One could also blame crypto and AI (they're clearly responsible for some of the volatility in the graph), but I can see the curve flatten in the 2010s, just as Moore's law ended.
Can you blame Moore's Law ending? The graph at https://en.wikipedia.org/wiki/Moore's_law looks steady up to the 2020s.
1979 to 2009 in the OP graph has a pretty steady drop from 10^7 to 10^1 USD/GB: 6 OOMs in 30 years. Then till before the recent spike it was around 1 OOM in 15 years: 1/3 the rate of progress on a log scale.
When it comes to CPU progress we blame the end of Dennard scaling several years before the knee in this memory curve. I'd guess the story of memory is similar in also hitting technical difficulties, but I don't know.
Moore's law is about transistors doubling every interval¹ *on the most economical package*.
Wikipedia is misquoting it, and extraordinary expensive chips being more capable doesn't change the economical situation.
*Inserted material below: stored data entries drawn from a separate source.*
PR #365, opened 2026-05-27
feat(daemon): GitRemote capability composing Git + transport + credentials

0xpatrickbot:
Implements `designs/daemon-git-remotes.md`. Stacks on #364.

## Description

`GitRemote` is the remote half of the daemon git story, built as an explicit composition rather than ambient configuration: the local `Git` capability from #364, a separately authorized HTTPS transport, and a non-extractable credential, bundled into one capability that an agent calls directly for `fetch` / `pull` / `push`. Each of the three authorities is granted, revoked, and audited independently; a guest holding `GitRemote` never holds raw network sockets or readable secrets. `provideGitRemote(gitCap, name, opts)` validates the per-remote policy, refuses construction from a read-only `Git` (even `fetch` mutates object and ref state), and wires the binding through the formula table so policy survives daemon restart.

The `GitCredential` subsystem supplies the authentication-use authority: `provideBearerCredential(name, { audience, token })` and `provideBasicCredential(name, { audience, username, password })` mint credential caps whose secret material is held in daemon-process-local state, keyed by formula id, and never handed to the holder. Host-only controllers (`GitCredentialController`, `GitRemoteController`, reached via `getGitCredentialController` / `getGitRemoteController`) let the operator inspect, rotate, or revoke without invalidating an outstanding `GitRemote`. After a daemon restart the credential's `audience` and `kind` persist but the material does not; reincarnation routes the binding to an unavailable-credential cap until the originating host method re-provides it.

Policy is enforced at the call boundary, before any `git` invocation: per-remote fetch and push refspec policy, allowed directions, allowed branches, and wildcard / force / tag / delete gating. Recent P2 hardening closed three enforcement gaps — pull integration now restricted to fetch-policy refs, `allow*` flags type-checked so a truthy non-boolean cannot enable a transport, and concrete push overrides revalidated against tag/delete policy after a wildcard match. Credential material reaches `git` only through a daemon-owned `GIT_ASKPASS` helper fed over an anonymous pipe (fd-only), never via argv or env; repository-local `url.*.insteadOf` / `protocol.*` / `http.*` / `credential.*` / `core.sshcommand` / `core.gitproxy` / `ssh.*` / `include.*` config is refused so it cannot redirect the policy-bound endpoint.

### Security Considerations

Three authorities — local repository (`Git`), remote endpoint (the policy URL bound at construction), and credential (held as host-private material reachable only through the askpass socket) — are composed and separately granted. All refspec, direction, branch, tag, force-push, delete, and local-file-transport gates are checked at the call boundary; the P2 hardening above closed the pull-integration-ref, non-boolean-flag, and concrete-push-override gaps. Each gate is covered by a load-bearing regression test that fails closed against pre-fix code.

### Scaling Considerations

Git's bounded HTTPS data plane carries packfile bytes outside CapTP; only the policy-bound control-plane shape crosses CapTP. No per-call resource cost beyond the underlying `git` invocation.

The design lives at `designs/daemon-git-remotes.md` and depends on the public Git cap from #364. The askpass envelope ships fd-only in this phase; migrating credential sourcing to the capability bank for unattended multi-repo post-restart workflows is the design's tracked follow-up, as are SSH-transport, `provideGitClone` bootstrap, and the IPv6 / Windows host-matrix spike notes.

### Testing Considerations

`packages/daemon/test/git-remote.test.js` covers construction validation, every policy axis at the call boundary, credential rotation and revocation during an in-flight `fetch` / `pull`, the bounded native data plane against a local git server, refusal against a read-only or spoofed `Git`, and the three P2 gates (each fails closed against pre-fix code).

N/A — new surface.

### Upgrade Considerations

`git-remote` policy survives restart; the controller rejects updates that would resurrect a non-remote formula at the same id. `git-credential` persists `audience` and `kind`; the secret is daemon-process-local and re-provided through the originating host method after restart.

### DIFF
--- a/packages/daemon/src/daemon.js
+++ b/packages/daemon/src/daemon.js
@@ -72,6 +72,7 @@ import {
   makeBearerCredential,
   makeUnavailableGitCredential,
 } from './git-credential.js';
+import { makeGitRemote } from './git-remote.js';
 
 // Sorted:
 import {
@@ -621,6 +622,14 @@ const makeDaemonCore = async (
         return [['mount', formula.mountId]];
       case 'git-credential':
         return [];
+      case 'git-remote': {
+        /** @type {Array<[string, FormulaIdentifier]>} */
+        const deps = [['git', formula.gitId]];
+        if (formula.credentialId !== undefined) {
+          deps.push(['credential', formula.credentialId]);
+        }
+        return deps;
+      }
       case 'pet-inspector':
         return [['petStore', formula.petStore]];
       case 'directory':
@@ -2758,6 +2767,52 @@ const makeDaemonCore = async (
         onRevoke,
       });
     },
+    'git-remote': async (formula, context, id) => {
+      const { gitId, credentialId, name, policy, revoked = false } = formula;
+      let currentFormula = formula;
+      const persistGitRemoteState = async ({
+        policy: nextPolicy,
+        revoked: nextRevoked,
+      }) => {
+        await withFormulaGraphLock(async () => {
+          const { number: formulaNumber, node: formulaNode } = parseId(id);
+          const latestFormula = formulaForId.get(id) ?? currentFormula;
+          if (latestFormula.type !== 'git-remote') {
+            throw makeError(
+              X`GitRemote controller cannot update non-remote formula ${q(id)}`,
+            );
+          }
+          const nextFormula = harden({
+            ...latestFormula,
+            policy: nextPolicy,
+            revoked: nextRevoked,
+          });
+          await persistencePowers.writeFormula(
+            formulaNumber,
+            formulaNode,
+            nextFormula,
+          );
+          formulaForId.set(id, nextFormula);
+          currentFormula = nextFormula;
+        });
+      };
+      context.thisDiesIfThatDies(gitId);
+      if (credentialId !== undefined) {
+        context.thisDiesIfThatDies(credentialId);
+      }
+      const git = await provide(gitId);
+      const credential =
+        credentialId === undefined ? undefined : await provide(credentialId);
+      const { remote } = makeGitRemote({
+        git,
+        credential,
+        name,
+        policy,
+        revoked,
+        onStateChange: persistGitRemoteState,
+      });
+      return remote;
+    },
     lookup: ({ hub, path }, context) =>
       makeLookup(
         hub,
@@ -3645,6 +3700,42 @@ const makeDaemonCore = async (
           type: 'git-credential',
           kind,
           audience,
+        });
+
+        return formulate(formulaNumber, formula);
+      })
+    );
+  };
+
+  /** @type {DaemonCore['formulateGitRemote']} */
+  const formulateGitRemote = async (
+    gitId,
+    credentialId,
+    name,
+    policy,
+    deferredTasks,
+  ) => {
+    return /** @type {FormulateResult<unknown>} */ (
+      withFormulaGraphLock(async () => {
+        await null;
+        const formulaNumber = /** @type {FormulaNumber} */ (
+          await randomHex256()
+        );
+
+        await deferredTasks.execute({
+          gitRemoteId: formatId({
+            number: formulaNumber,
+            node: localNodeNumber,
+          }),
+        });
+
+        /** @type {import('./types.js').GitRemoteFormula} */
+        const formula = harden({
+          type: 'git-remote',
+          gitId,
+          ...(credentialId === undefined ? {} : { credentialId }),
+          name,
+          policy,
         });
 
         return formulate(formulaNumber, formula);
@@ -5538,6 +5629,7 @@ const makeDaemonCore = async (
     formulateScratchMount,
     formulateGit,
     formulateGitCredential,
+    formulateGitRemote,
     formulateInvitation,
     formulateDirectoryForStore,
     getPeerIdForNodeIdentifier,
--- a/packages/daemon/src/daemon.js
+++ b/packages/daemon/src/daemon.js
@@ -67,6 +67,11 @@ import {
 import { getMountBacking, makeMount } from './mount.js';
 import { makeGit } from './git.js';
 import { makeNativeGitBackend } from './native-git-backend.js';
+import {
+  makeBasicCredential,
+  makeBearerCredential,
+  makeUnavailableGitCredential,
+} from './git-credential.js';
 
 // Sorted:
 import {
@@ -88,6 +93,10 @@ import {
 /** @import { ERef, FarRef } from '@endo/eventual-send' */
 /** @import { PromiseKit } from '@endo/promise-kit' */
 /** @import { AgentDeferredTaskParams, Builtins, CapTpConnectionRegistrar, Context, Controller, DaemonCore, DaemonCoreExternal, DaemonicPowers, DeferredTasks, DirectoryFormula, EndoBootstrap, EndoDirectory, EndoFormula, EndoGateway, EndoGit, EndoGreeter, EndoGuest, EndoHost, EndoInspector, EndoMount, EndoNetwork, EndoPeer, EndoReadable, EndoWorker, EvalFormula, FarContext, Formula, FormulaIdentifier, FormulaNumber, FormulaMakerTable, FormulateResult, GuestFormula, HandleFormula, HostFormula, Invitation, InvitationDeferredTaskParams, InvitationFormula, KnownEndoInspectors, KnownPeersStore, LookupFormula, LoopbackNetworkFormula, MailboxStoreFormula, MailHubFormula, MakeArchiveFormula, MakeCapletDeferredTaskParams, MakeFromTreeFormula, MakeUnconfinedFormula, MarshalDeferredTaskParams, MessageFormula, Name, NameHub, NamePath, NameOrPath, NodeNumber, PetName, PeerFormula, PeerInfo, PetInspectorFormula, PetStore, PetStoreFormula, PromiseFormula, Provide, ReadableBlobFormula, ResolverFormula, Sha256, Specials, MarshalFormula, WeakMultimap, WorkerDaemonFacet, WorkerFormula, TimerFormula } from './types.js' */
+
+/**
+ * @typedef {{ kind: 'bearer', token: string } | { kind: 'basic', username: string, password: string }} GitCredentialMaterial
+ */
 
 /**
  * Creates a delayed promise that can be cancelled.
@@ -610,6 +619,8 @@ const makeDaemonCore = async (
         return [];
       case 'git':
         return [['mount', formula.mountId]];
+      case 'git-credential':
+        return [];
       case 'pet-inspector':
         return [['petStore', formula.petStore]];
       case 'directory':
@@ -675,6 +686,9 @@ const makeDaemonCore = async (
       const formula = collectedFormulas.get(id);
       if (formula !== undefined) {
         const { number: collectedNumber, node: collectedNode } = parseId(id);
+        if (formula.type === 'git-credential') {
+          gitCredentialMaterialForId.delete(id);
+        }
         formulaForId.delete(id);
         formulaChangeTopic.publisher.next(
           harden({ remove: collectedNumber, node: collectedNode }),
@@ -952,6 +966,40 @@ const makeDaemonCore = async (
 
   /** @type {WeakMap<object, FormulaIdentifier>} */
   const agentIdForHandle = new WeakMap();
+  /** @type {Map<FormulaIdentifier, GitCredentialMaterial>} */
+  const gitCredentialMaterialForId = new Map();
+
+  /**
+   * @param {FormulaIdentifier} id
+   * @param {'bearer' | 'basic'} kind
+   * @param {Record<string, unknown>} material
+   */
+  const rememberGitCredentialMaterial = (id, kind, material) => {
+    if (kind === 'bearer' && typeof material.token === 'string') {
+      gitCredentialMaterialForId.set(
+        id,
+        harden({ kind, token: material.token }),
+      );
+      return;
+    }
+    if (
+      kind === 'basic' &&
+      typeof material.username === 'string' &&
+      typeof material.password === 'string'
+    ) {
+      gitCredentialMaterialForId.set(
+        id,
+        harden({
+          kind,
+          username: material.username,
+          password: material.password,
+        }),
+      );
+      return;
+    }
+    gitCredentialMaterialForId.delete(id);
+  };
+  harden(rememberGitCredentialMaterial);
 
   // The following are functions that manage that state.
 
@@ -2677,6 +2725,39 @@ const makeDaemonCore = async (
       await backend.assertRepositoryRoot();
       return makeGit({ mount, backend, readOnly: backing.readOnly });
     },
+    'git-credential': ({ kind, audience }, _context, id) => {
+      const material = gitCredentialMaterialForId.get(id);
+      const onRotate = rotated =>
+        rememberGitCredentialMaterial(
+          id,
+          kind,
+          /** @type {Record<string, unknown>} */ (rotated),
+        );
+      const onRevoke = () => gitCredentialMaterialForId.delete(id);
+      if (kind === 'bearer' && material?.kind === 'bearer') {
+        return makeBearerCredential({
+          audience,
+          token: material.token,
+          onRotate,
+          onRevoke,
+        });
+      }
+      if (kind === 'basic' && material?.kind === 'basic') {
+        return makeBasicCredential({
+          audience,
+          username: material.username,
+          password: material.password,
+          onRotate,
+          onRevoke,
+        });
+      }
+      return makeUnavailableGitCredential({
+        kind,
+        audience,
+        onRotate,
+        onRevoke,
+      });
+    },
     lookup: ({ hub, path }, context) =>
       makeLookup(
         hub,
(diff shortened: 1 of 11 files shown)


0xpatrickbot (commented):
## Panel verdict on #365 (code panel, seventeen seats, in-band-fallback)

Convened per the judge role's panel-kind discrimination. Source-touching diff under `packages/daemon/src/` and `packages/daemon/test/`, so the code panel runs. The seventeen seat blocks were composed in-band against each seat's role file (no subagent-dispatch tool surfaced in this dispatch).

PR surface (post-cleaner head `046027ef`): `feat(daemon): NativeGitBackend remote-transport plumbing` (fbd9032d7, ~630L), `feat(daemon): GitCredential and GitRemote capabilities` (7543a330b, ~2,938L), `fix(daemon): report GitRemote pull integration result` (185bad295, +34/-6), `style(daemon): scope node:os import to tmpdir use sites` (2094a0fbd), `test(daemon): cover GitCredential + GitRemote surface gaps` (046027eff, +324/-2, cleaner).

---

### assessor

**Verdict:** comment-only.

**Findings:**

- `git-remote.js:854-918` (`pull`): the post-fix path captures `headBefore` and computes `integration` from the HEAD-OID delta. If revoke fires between the local merge and the post-merge fence assertion, the worktree HEAD has already moved and the throw does not roll it back. The caller learns the operation failed; the audit log records `outcome: 'error'` but does not name "the local merge was applied." Should-fix: annotate the audit entry with `appliedLocally: true` (or equivalent).

- `git-remote.js:973-1064` (controller setters): each setter awaits `persistState` then mutates `currentPolicy` and invalidates operations. The implicit relationship is that in-memory mutation is fenced by the persistence ack via Promise scheduling; correct, but a `try` block around the in-memory mutation would make it explicit. Not blocking.

- `git-remote.js:483-490` early-binds `requiresCredential` and `credentialRecord`. A future `setUrl` controller method would need to re-anchor these. Not in this PR.

### typist

**Verdict:** comment-only.

**Findings:**

- `git-remote.js:39-41` (`GitRemoteAuditEvent`): the typedef declares only `sequence: number, type: string`, but `recordAudit` call sites add `policy`, `revoked`, `outcome`, `updatedRefs`, `integration`, `head`, `message`, `method`. Callers of `audit()` silently lose narrowing. Should-fix: widen to a discriminated union over `type`, or to `Record<string, unknown> & { sequence: number, type: string }`.

- `git-remote.js:899-907` (`integration`): the `else` branch reads `strategy` as an unnarrowed string; happens-to-work because the prior branches caught `'ff-only'`. A typed `switch (strategy)` would carry the narrowing through.

- `git-credential.js:18` (`GitCredentialMaterial`): future material carrying `unavailable: true` would silently flip the available flag. Forward-design.

- No new `@ts-expect-error` or new bracketed cast. Cast hygiene consistent with peer source.

### stylist

**Verdict:** comment-only.

**Findings:**

- Identifier choice across `git-remote.js` and `git-credential.js` is precise and discoverable. The parallel `parseRemoteRefspec` (`native-git-backend.js`) versus `parseRefspec` (`git-remote.js`) is intentional (CLI-language vs policy-language); names communicate the split adequately.

- `pushPorcelainFlagToResult` defaults an unknown flag to `'updated'`. A `throw new Error` would catch future git-cli drift earlier; not blocking because the audit log records the normalized value.

- The two `tmpdir` prefix strings (`endo-git-askpass-`, `endo-git-askpass-socket-`) are explicit and grep-able.

### packager

**Verdict:** comment-only.

**Findings:**

- **Changeset absence.** Per `journal/projects/endo-but-for-bots/README.md` § Changesets, the daemon package needs a changeset entry. None present. Per the dispatch context, maintainer-explicit ship-as-is; out-of-scope on this round.

- Four PR-introduced commits preserve the source-branch named-commit shape. The ~2,938L second feat is at the upper bound of legibility; the design / capability axis (credential factories, remote-cap, controller, host wiring, daemon-formula table) was the natural further split. Per the dispatch context, panel awareness only.

- The cleaner's coverage commit is test-only, no production source touched. Aligns with cleaner-pass policy.

- The `style(daemon): scope node:os import` commit correctly sits as its own commit. Aligns with `skills/commit-shaping/SKILL.md`.

- A future packager pass should flag missing-changeset on every published-package PR by default.

### archivist

**Verdict:** comment-only.

**Findings:**

- `git-remote.js:23-28`, `:316-377`, `native-git-backend.js:71-78`, `git.js`'s `EndoGit.remoteFetch` / `remotePush` typedef: all carry accurate JSDoc on the new surface.

- Should-fix: no module-level JSDoc on the five new public host methods. The `host.js` body uses `@type {EndoHost['<method>']}` but the `EndoHost` interface in `types.d.ts:1295-1325` has no per-method JSDoc either. Add a paragraph on each interface method so the type position is also the documentation position.

- `designs/daemon-git-remotes.md` was not modified by #365 (the PR body claims to implement it). Reconcile in a follow-up if any policy fields drifted.

### prover

**Verdict:** comment-only.

**Findings:**

- Five new test groups are load-bearing: `git-remote.test.js:415-463` (revoke-during-fetch signal-abort), `:539-596` (revoke-during-pull pre-merge gate), `:632-657` (integration `'up-to-date'` subcase pinning the fix in 185bad295), `git.test.js:642-688` (askpass HTTP-auth challenge pinning `makeCredentialTransport`), `:690-720` (repo-local URL-rewrite refusal pinning the regex). Each would fail if the corresponding production-source path regressed.

- Should-fix: `git-remote.test.js:331-362` asserts the inspect-output does not contain `'test-token'`. Single-surface negative-string tests are a known weak shape for secrecy claims. Widen to also assert the controller's `audit()` output does not contain the token on the rotate plus revoke path.

- Pre-existing `git.js` / `native-git-backend.js` coverage debts are bulletin-tracked separately.

### curator

**Verdict:** comment-only.

**Findings:**

- `interfaces.js` (+65): five new exported interface symbols plus five new `HostInterface` methods. Every new method uses `M.callWhen(...)`. The `Git` exo's `GitInterface` does not add `remoteFetch` / `remotePush` as guest-visible methods (they live on the backend), which is the intended boundary.

- `types.d.ts`: every new method on `EndoHost` and every new formula type is exported. `provideGitRemote(...)`'s opts shape is inline rather than via a named typedef; consistent with peer `provideMount`.

- Strictly additive on the public surface; no rename or removal.

### migrator

**Verdict:** comment-only.

**Findings:**

- Strictly additive. No method gets a new required argument; no signature break.

- `formula-type.js` adds two new types (`git-credential`, `git-remote`). An older daemon reading a newer formula JSON would throw the formula-type guard; documented backward-incompat policy for new formula types.

- The `git-credential` reincarnation path (`daemon.js:2737-2767`) routes a restart-found-but-material-forgotten id through `makeUnavailableGitCredential`. Cap stays identifiable by audience; transport use fails closed. Tested at `git-remote.test.js:1156-1232`.

- Coming changeset bump-level is `minor`. The packager noted the absence; maintainer-explicit ship-as-is.

- The `setUrl` controller method is intentionally absent. A future PR adding it must re-anchor the captured locals.

### locksmith

**Verdict:** comment-only.

**Findings:**

- The `provideBearerCredential` / `provideBasicCredential` exos expose only `audience()` to the guest. The host-side `getGitCredentialController` returns the controller surface (`inspect`, `rotate`, `revoke`). Secret material lives in the factory closure and in the daemon-process-local `gitCredentialMaterialForId` map. Guest cannot rotate, revoke, or extract.

- `git-remote.js:484-493` and `:551-560` (`ensureCredentialUsable`): construction-time audience-match plus per-operation re-check (without `allowRevoked: true`). Revoked credentials refuse transport.

- `git-credential.js:152-173` (`assertGitCredentialForUrl`): host-private gate via the `credentialRecords` WeakMap. The WeakMap entry happens only inside `registerCredential`, reachable only inside the factory. Spoof exos cannot enter the WeakMap. Tested at `git-remote.test.js:1246-1260`.

- The five new methods land on `HostInterface`, not `GuestInterface`. The guest cannot call `getGitCredentialController`. Attenuation is at the right surface.

- Should-fix (overlaps archivist's JSDoc-on-interface-methods): add an inline JSDoc on the five new `HostInterface` methods naming them as host-only and not exposed to guests.

- `controller.audit()` returns the URL on each policy event but no credential tokens; `recordOperationFailure` records `err.message`, which does not embed material (socket transport never lets material reach args or env).

### warden

**Verdict:** comment-only.

**Findings:**

- All new module-level named exports are hardened; compliant with `harden-exports`. `makeCredentialTransport` returns `harden({ env: harden({...}), close })`. The askpass script file is written with `mode: 0o700`; the parent directory inherits `mkdtemp`'s 0o700.

- Defense-in-depth note on the askpass UNIX socket: the socket is open for the full duration of the git operation. The current invariant is "trust the OS user-account boundary" (the 0o700 parent directory excludes non-root same-host users). Defense-in-depth would close the server after the first askpass connection, narrowing the window. Discuss; not blocking if the daemon-trust model is single-user-OS-account.

- The new `interfaces.js` exports are not separately `harden`'d; `M.interface(...)` returns a frozen guard, consistent with peer interfaces.

### saboteur

**Verdict:** comment-only.

**Findings:**

- `git-remote.js:178-198` (`assertWildcardShape`): refuses wildcards not rooted under a fixed parent. Refuses multiple wildcards. Refuses mismatched src/dst wildcard counts. Construction-time policy is tight.

- `assertPushRefspecAllowed` (`:730-746`) is layered atop construction-time `validatePushRefspec`. A push with tag-ref source against a head-only policy is refused by `refspecMatchesPattern`. Construction-time validation holds the boundary; runtime check is the second line.

- `normalizeMaterial` (`git-credential.js:65-78`): adversarial input on `rotate` is gated by `requireCredentialString` (empty rejected, NUL-bytes rejected, extra keys silently dropped). Tested at `git-remote.test.js:1115-1154`.

- `normalizeRemoteUrl` rejects non-https / non-file, rejects embedded credentials. URL parser uses WHATWG `URL`. Audience-match in `assertGitCredentialForUrl` uses `parsed.origin` (URL-canonical).

**Saboteur note** (also archivist's secondary surface): `assertPushRefspecAllowed`'s JSDoc does not name the construction-time invariant that holds the boundary. Should-fix: one-line "Policy is shape-validated at construction; this runtime check covers `source` / `destination` overrides only."

- The host's input validation is the upstream boundary; no adversarial input arriving at `makeGitRemote` from outside that boundary was found.

### breaker

**Verdict:** comment-only.

**Findings:**

- Invariant "revoked-credential material never reaches a backend transport": revoke during in-flight fetch lets the material reach the backend in the closed window, but the post-call fence assertion throws and the caller's awaited `E(remote).fetch()` rejects. Invariant "caller learns the operation failed" is held. Tested at `git-remote.test.js:465-537`.

- Invariant "audit log is monotonically appended to and bounded at 128": existing tests implicitly assume the log starts with `'create'`. With `AUDIT_LIMIT = 128`, a long-lived remote with >128 events would `shift()` it out. Should-fix: either annotate the contract or special-case the `'create'` event to survive the rolling shift.

- Invariant "`makeGitRemote` cannot be constructed against a read-only Git cap": held by the first check. Should-fix (overlaps prover): add a test that calls `makeGitRemote({ git: spoofGit, ... })` and asserts the `'GitRemote requires a daemon-minted Git cap'` message.

- Invariant "`GitRemoteController` can only update a `git-remote` formula": held by `daemon.js:2787-2799`'s `persistGitRemoteState`. The id is captured at formulator time. No attack found.

- An explicit `## Invariants` block in JSDoc on `git-remote.js` and `git-credential.js` would name the contracts breakers walk through. Forward-design.

### purist

**Verdict:** comment-only.

**Findings:**

- All new capabilities are `makeExo(...)` with `M.interface(...)` guards. `audit()` returns `harden([...auditLog])`, a frozen array of frozen objects. Family consistency: `makeBearerCredential` and `makeBasicCredential` share `registerCredential` and `makeChangeNotifier`; `makeUnavailableGitCredential` shares the same shape.

- Minimum viable abstraction: `makeChangeNotifier` is small but used in three places; extraction justified.

- Policy-validation prose is well-factored into single-purpose hardened helpers.

- `git-remote.js` is large but each helper is single-purpose.

### spec-keeper

**Verdict:** comment-only.

**Findings:**

- No in-flight TC39 proposal dependency. Runtime surface is `node:net`, `node:url`, `node:fs/promises`, `node:os`'s `tmpdir`, `node:path`. `new URL(...)` is WHATWG URL Standard; `parsed.protocol` includes the trailing colon; the code checks `'https:'` consistently.

- Engine variance: `node:net.createServer` on a UNIX socket path is POSIX-only. The daemon is documented as POSIX-only; the credential-transport path is daemon-side. Forward-design: a future Windows port would need named pipes.

- Primordial preservation: standard ECMAScript built-ins. No `Reflect.apply` / `.call` distinction applies on this PR's surface.

- The askpass script does not call `harden`; runs in a separate Node process outside SES. Correct.

- The porcelain-flag switch defaults unknown flags to `'updated'`, defensible against future git additions (the raw flag is preserved in the audit-log entry).

### wire-watcher

**Verdict:** comment-only.

**Findings:**

- Check-before-trust on the audience boundary: `assertGitCredentialForUrl` runs at construction and on every operation. The audience-match uses `parsed.origin` (URL spec serialized origin). IPv6 audience handling is correct by the spec but not test-exercised; forward-design.

- Should-fix (parser robustness, forward-defense): `native-git-backend.js:1224-1255` (`parsePushPorcelainUpdates`) reads git's `--porcelain` push output. The parser is correct against today's git contract, but `pushPorcelainFlagToResult` defaults an unknown flag to `'updated'`. Gate the parser on `'*=  +-!'.includes(flag)` before treating the line as an update record.

- In-band-marker bypass on the askpass prompt: the regex `/sername/iu` is English-only. A localized git would route the wrong response. Forward-design: either pin `LC_ALL=C` on the subprocess env or widen the regex.

- Parser divergence on `for-each-ref --format=%(refname)%09%(objectname)`: refnames forbid tabs per `git-check-ref-format`; no divergence.

- The askpass socket has the warden's defense-in-depth concern (full-git-operation lifetime); the wire-watcher concurs the security model is "trust the OS user-account boundary."

### engine-realist

**Verdict:** comment-only.

**Findings:**

- New code runs in the daemon (V8). No XS primordial concerns apply. Audit-log allocation is constant-bound. `remoteControllers` and `credentialRecords` are WeakMaps that release with the cap.

- Ephemeral vs durable: credential secret material lives in the process-local `gitCredentialMaterialForId`; daemon restart routes through `makeUnavailableGitCredential` (durable cap, ephemeral material). The two-layer split is the right shape.

- Per-call askpass server is created and closed per `makeCredentialTransport`. `ensureAskpassPath` memoizes the script-creation Promise per-backend; the script content is constant.

- `await null` before substantive work is the project's idiom; consistent.

- Async-flow interleaving of in-flight fence assertions is non-trivial but the tests load-bear on the right ordering.

### integrator

**Verdict:** comment-only.

**Findings:**

- Concept-namespace coherence: `GitRemote`, `GitCredential`, `BearerCredential`, `BasicCredential`, peer controllers, peer `provide*` host methods all align with `Git`, `provideGit`, `Mount`, `provideMount` naming.

- Forward-compose probe: `makeGitRemote({ git, ...})` composes the existing `Git` cap via `E(git).<method>` at the eventual-send boundary.

- Test-pins-constant: the audit-log type-array `['create', 'fetch', 'pull', 'pull', 'push']` is tight. The pull integration result is asserted as `'fast-forward'` and `'up-to-date'`.

- Public-surface-in-tests: tests import directly from the source modules. The host-side `provideGitRemote` flow is not tested at the integration level; a future test through `provideGitRemote` would cover deferred-tasks plus formula-persistence plus daemon-reincarnation.

- Cycle-obviation: `git-remote.js` imports from `git-credential.js` and `git.js`. Nothing imports `git-remote.js` except `daemon.js` and `host.js`. No cycle.

- Commit grouping: the four PR-introduced commits track the source-branch's named-commit shape. The ~2,938L second feat is at the upper bound of legibility; the natural further split is along the design / capability axis. Per the dispatch context, awareness only.

- Master-base mirror: PR base is `llm`, post-#364-merge. Minimum cleavage: no content lives in the wrong module.

- The PR body's narrative is terse, matching the project's PR-body style.

---

## Aggregation

### Must-fix before merge (in-scope)

**None.** The seventeen seats surfaced no in-scope must-fix.

### Should-fix in this PR

These are findings that two or more seats raised, or that one seat raised with a concrete code change. None are blocking for terminal un-draft; the maintainer may fold any subset or punt to follow-up.

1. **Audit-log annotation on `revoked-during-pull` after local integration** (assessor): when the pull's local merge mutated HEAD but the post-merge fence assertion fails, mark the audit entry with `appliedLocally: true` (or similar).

I am tickled that OOM can mean "out of memory" in another context. You clearly meant "orders of magnitude".
Moore's law didn't end in any broad sense and certainly not that far back. It's a tiring piece of misinformation that just won't die.
Progress has consistently become more difficult (ie more expensive) but has generally kept up. The scaling of a couple specific technologies noticably slowed down a few years back but that's not the general case.
The node names aren't representative of the reality.